If I didn't have the pine jacket, navy would have been a must have...now I am aiming more towards a brown/khaki...haha, the bug's got me again!


----------



## flower71

*diaraq*, lovely bracelet, congrats! Never seen one IRL, so nice to have a pic of it


----------



## flower71

*aki *!!! nice to see you, I have been off (emmm, more on another forum, had to focus!!) so happy to see you with your beautiful seafoam bag! wishing for more colour around this place, it's icy here, brr!


----------



## purses & pugs

*delmilano*, I'm glad you manage to find one and that you love it I can imagine it's a really practical bag too. I saw the suede bags (not a Folk though, only City and WE) in Bal Milan and they were beautiful!!! And PH makes them even more special.


----------



## tsuarsawan

*delmilano* the folk bag looks gorgeous! So lovely & stylish. Looks beautiful with your navy jacket. 

*MissMerion *Love your Black GSH city & that gorgeous AM scarf is a perfect match.


----------



## diaraqmon

*roey*... yes it's ashley! she was so sweet, there's nothing more comforting than SA's that dont have something up their butt!


----------



## Pollie-Jean

Delmilano, your folk is


----------



## Line C

Delmilano you look fabulous!!! I was sure I didn't like the Folk, but seeing it on you makes me kind of like it... how tall are you?


----------



## delmilano

*flower71* : merci beaucoup, le folk est très pratique, light weight, a nice change from the usual bal shape which i love. 
*purses & pugs* : thanks *A*, i know suede are quite high maintenance but this beauty really worths it. i tried a leather folk on a while ago and didn't like it this much. 
the pewter is an extra for sure. loving the pewter rh so bad.
*tsuarsawan*: thanks sweetie.
*Line C * i am 170cm, usually wear 5cm heels. the folk is really cool looking and hand free. i recommend this style.
*Pollie-Jean *: thank you


----------



## Line C

delmilano said:


> *Line C * i am 170cm, usually wear 5cm heels. the folk is really cool looking and hand free. i recommend this style.

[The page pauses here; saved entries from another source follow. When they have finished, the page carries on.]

Issue #1213, opened 2022-02-25
Fallback locales not taken into account for `pseudoLocale`


um-synth:
**Describe the bug**
Hi. 

When setting up a pseudo local I have a problem that instead of using values of fallback `locale`, pseudo local messages are generated from the `ids`. In our case ids are not the same as default values, which makes pseudo local language a bit useless. 
Not sure if this is intentional or a bug? Following the documentation, I would consider that a bug. 

**To Reproduce**
Our `.linguirc` setup:

```
{
  "locales": [
    "en",
    "en-PL"
  ],
  "sourceLocale": "en",
  "pseudoLocale": "en-PL",
  "fallbackLocales": {
    "en-PL": "en",
    "default": "en"
  },
  "catalogs": [
    {
      "path": "src/locales/{locale}/messages",
      "include": [
        "src"
      ]
    }
  ],
  "format": "po"
}


```

Please let me know if you need any additional information.

sharonyogev:
Hi, this is because [`compileSingleKey`](https://github.com/lingui/js-lingui/blob/0e270a394e3317dd243519445feafae8b6e3214c/packages/cli/src/api/compile.ts#L28) uses the `key` and not the `translation`
But, when I tried to replace it with `translation` some of the translations failed the compilation process, for example:
* `{count, plural, one {boy} other {# boys}} {count, plural, one {girl} other {# girls}}`
* `{class} {count, plural, one {boy} other {# boys}}`

As I see it, there are 2 solutions:

1. try to fix the escaping in [pseudoLocalize.ts](https://github.com/lingui/js-lingui/blob/main/packages/cli/src/api/pseudoLocalize.ts) - I think it will be hard/impossible to be bulletproof since the language is not regular (we need to count the number of `{` for example), but more than possible to fix most common issues
2. do the pseolocalization in [compile.ts](https://github.com/lingui/js-lingui/blob/main/packages/cli/src/api/compile.ts) in the `processTokens` function, it's safer since it's after we parsed the message-format and we traverse the AST so we know the type of each token

What do you think?

um-synth:
Hi. Sorry - I moved fwd with `formatjs` for now, since that was quite painful not to have. Though - maybe I will find some time during next month to take a look how this could be done based on the suggestion from @sharonyogev.

PR #1293, opened 2022-10-19
fix: Make pseudolocal use the message AST instead of the key

sharonyogev:
This is fixing this issue: https://github.com/lingui/js-lingui/issues/1213

I'm not sure why in this PR (https://github.com/lingui/js-lingui/pull/1165) there was a change from the message to the key, but I hope I don't mess anything

Also, I wonder if we should remove the `addDelimitersVariables` & `addDelimitersMacro` and keep only the handling of HTML inside the `pseudoLocalize.ts` code

### DIFF
--- a/packages/cli/src/api/compile.test.ts
+++ b/packages/cli/src/api/compile.test.ts
@@ -2,8 +2,8 @@ import generate from "@babel/generator"
 import { compile, createCompiledCatalog } from "./compile"
 
 describe("compile", () => {
-  const getSource = (message: string, shouldPseudolocalize: boolean = false) =>
-    generate(compile(message, shouldPseudolocalize) as any, {
+  const getSource = (message: string) =>
+    generate(compile(message) as any, {
       compact: true,
       minified: true,
       jsescOption: { minimal: true },
@@ -85,7 +85,12 @@ describe("compile", () => {
   })
 
   describe("with pseudo-localization", () => {
-    const getPSource = (message: string) => getSource(message, true)
+    const getPSource = (message: string) =>
+      generate(compile(message, true) as any, {
+        compact: true,
+        minified: true,
+        jsescOption: { minimal: true },
+      }).code
 
     it("should pseudolocalize strings", () => {
       expect(getPSource("Martin Černý")).toEqual('"Màŕţĩń Čēŕńý"')
@@ -93,8 +98,8 @@ describe("compile", () => {
 
     it("should pseudolocalize escaping syntax characters", () => {
       // TODO: should this turn into pseudoLocale string?
-      expect(getSource("'{name}'", true)).toEqual('"{name}"')
-      // expect(getSource("'{name}'", true)).toEqual('"{ńàmē}"')
+      expect(getPSource("'{name}'")).toEqual('"{name}"')
+      // expect(getPSource("'{name}'")).toEqual('"{ńàmē}"')
     })
 
     it("should not pseudolocalize arguments", () => {
@@ -111,16 +116,18 @@ describe("compile", () => {
 
     it("should not pseudolocalize HTML tags", () => {
       expect(getPSource('Martin <span id="spanId">Černý</span>')).toEqual(
-        '"Màŕţĩń <span id=\\"spanId\\">Čēŕńý</span>"'
+        JSON.stringify('Màŕţĩń <span id="spanId">Čēŕńý</span>')
       )
       expect(
         getPSource("Martin Cerny  123a<span id='id'>Černý</span>")
-      ).toEqual('"Màŕţĩń Ćēŕńŷ  123à<span id=\'id\'>Čēŕńý</span>"')
+      ).toEqual(
+        JSON.stringify("Màŕţĩń Ćēŕńŷ  123à<span id='id'>Čēŕńý</span>")
+      )
       expect(getPSource("Martin <a title='>>a'>a</a>")).toEqual(
-        '"Màŕţĩń <a title=\'>>a\'>à</a>"'
+        JSON.stringify("Màŕţĩń <a title='>>a'>à</a>")
       )
       expect(getPSource("<a title=TITLE>text</a>")).toEqual(
-        '"<a title=TITLE>ţēxţ</a>"'
+        JSON.stringify("<a title=TITLE>ţēxţ</a>")
       )
     })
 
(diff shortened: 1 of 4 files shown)


packages/cli/src/api/compile.test.ts
```diff
@@ -67,14 +68,165 @@ describe("compile", () => {
...
+        )
+      ).toEqual(
+        '[["bcount","plural",{one:"ƀōŷ",other:["#"," ƀōŷś"]}]," ",["gcount","plural",{one:"ĝĩŕĺ",other:["#"," ĝĩŕĺś"]}]]'
+      )
+    })
+  })
 })
 
 describe("createCompiledCatalog", () => {
+  it("nested message", () => {
```
sharonyogev, line 213: just added this test for more coverage on this file

packages/cli/src/api/compile.test.ts
```diff
@@ -113,7 +265,7 @@ describe("createCompiledCatalog", () => {
         {
           Hello: "Ahoj",
           Missing: "",
-          Select: "{id, select, Gen {Genesis} 1John {1 John}  other {____}}"
+          Select: "{id, select, Gen {Genesis} 1John {1 John}  other {____}}",
```
sharonyogev, line 268: prettier changes (this and the following)

packages/cli/src/api/pseudoLocalize.test.ts
```diff
@@ -50,20 +50,20 @@ describe("PseudoLocalization", () => {
     it("with HTML tags", () => {
       expect(
         pseudoLocalize(
-          "{count, plural, zero {There's # <span>message</span>} other {There are # messages}"
+          "{count, plural, zero {There's # <span>message</span>} other {There are # messages}}"
```
sharonyogev, line 53: these weren't valid ICU messages (it does not make the tests failed, since these tests does not validate it's a valid ICU message), but still need to be correct (unless we'll remove the ICU handling from this file)

packages/cli/src/api/pseudoLocalize.test.ts
```diff
@@ -92,4 +92,14 @@ describe("PseudoLocalization", () => {
     expect(pseudoLocalize("replace {count}")).toEqual("ŕēƥĺàćē {count}")
     expect(pseudoLocalize("replace { count }")).toEqual("ŕēƥĺàćē { count }")
   })
+
+  it("multiple plurals is wrong45", () => {
```
sharonyogev, line 96: this is the test that shows why the currently implemented ICU support in ` pseudoLocalize.ts` is wrong

packages/cli/src/api/pseudoLocalize.test.ts
```diff
@@ -92,4 +92,14 @@ describe("PseudoLocalization", () => {
...
+    expect(
+      pseudoLocalize(
+        "{bcount, plural, one {boy} other {# boys}} {gcount, plural, one {girl} other {# girls}}"
+      )
+    ).not.toEqual(
+      "{bcount, plural, one {ƀōŷ} other {# ƀōŷś}} {gcount, plural, one {ĝĩŕĺ} other {# ĝĩŕĺś}}"
+    )
+  })
 })
```
avshalomt2, line 105: Consider adding a test for `compile` with `shouldPseudolocalize = true`, with ICU strings, and without ICU strings.

packages/cli/src/api/compile.ts
```diff
@@ -118,34 +113,40 @@ function buildExportStatement(expression, namespace: CompiledCatalogNamespace) {
...
   if (isString(ast)) return t.stringLiteral(ast)
 
   return ast
 }
 
-function processTokens(tokens) {
+function processTokens(tokens, shouldPseudolocalize: boolean) {
   // Shortcut - if the message doesn't include any formatting,
   // simply join all string chunks into one message
   if (!tokens.filter((token) => !isString(token)).length) {
```
avshalomt2, line 136: Not your code, but it can be optimized (so it stops iterating once the first non-string item was encountered).
```suggestion
  if (tokens.some((token) => !isString(token))) {
```

packages/cli/src/api/compile.test.ts
```diff
@@ -67,14 +68,165 @@ describe("compile", () => {
...
+      expect(getPSource("{name, number}")).toEqual('[["name","number"]]')
+      expect(getPSource("{name, number, percent}")).toEqual(
+        '[["name","number","percent"]]'
+      )
+    })
+
+    it("should not pseudolocalize HTML tags", () => {
+      expect(getPSource('Martin <span id="spanId">Černý</span>')).toEqual(
+        '"Màŕţĩń <span id=\\"spanId\\">Čēŕńý</span>"'
+      )
```
avshalomt2, line 115: 1. Maybe add a test case with both `'` and `"` in it.
2. Because there's escaping in the string you send to `toEqual`, but also in the JSON it represents, i'd use a template string instead to prevent the double escapes, and possibly anywhere there's any type of quote-mark in a string here

```suggestion
      expect(getPSource(`Martin <span id="spanId">Černý</span>`)).toEqual(
        `"Màŕţĩń <span id=\"spanId\">Čēŕńý</span>"`
      )
```

packages/cli/src/api/compile.test.ts
```diff
@@ -67,14 +68,165 @@ describe("compile", () => {
...
+      expect(
+        getPSource("Martin Cerny  123a<span id='id'>Černý</span>")
+      ).toEqual('"Màŕţĩń Ćēŕńŷ  123à<span id=\'id\'>Čēŕńý</span>"')
+      expect(getPSource("Martin <a title='>>a'>a</a>")).toEqual(
```
avshalomt2, line 119: Maybe add a test with correct HTML escaping?
```
<tag attr="hello&quot;world" attr2="hello&quot;&gt;">...</tag>
```

packages/cli/src/api/pseudoLocalize.test.ts
```diff
@@ -92,4 +92,14 @@ describe("PseudoLocalization", () => {
     expect(pseudoLocalize("replace {count}")).toEqual("ŕēƥĺàćē {count}")
     expect(pseudoLocalize("replace { count }")).toEqual("ŕēƥĺàćē { count }")
   })
+
+  it("multiple plurals pseudolocalize gives wrong ICU message", () => {
```
sharonyogev, line 96: this is the test that shows why the currently implemented ICU support in pseudoLocalize.ts is wrong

I must have only seen it on shorter girls, because I thought the strap was way to long, but it looks much better on you.. And I'm 173cm so then it won't be hanging to low on me either...


----------



## delmilano

*Line C*: the folk's strap is adjustable, which is a plus. not a one length strap like the vélo or town. the original strap position was a tad too short when i bought it so i adjusted it to my body, made it a little longer and it sits perfectly on the side of my body.


----------



## Line C

delmilano said:


> *Line C*: the folk's strap is adjustable, which is a plus. not a one length strap like the vélo or town. the original strap position was a tad too short when i bought it so i adjusted it to my body, made it a little longer and it sits perfectly on the side of my body.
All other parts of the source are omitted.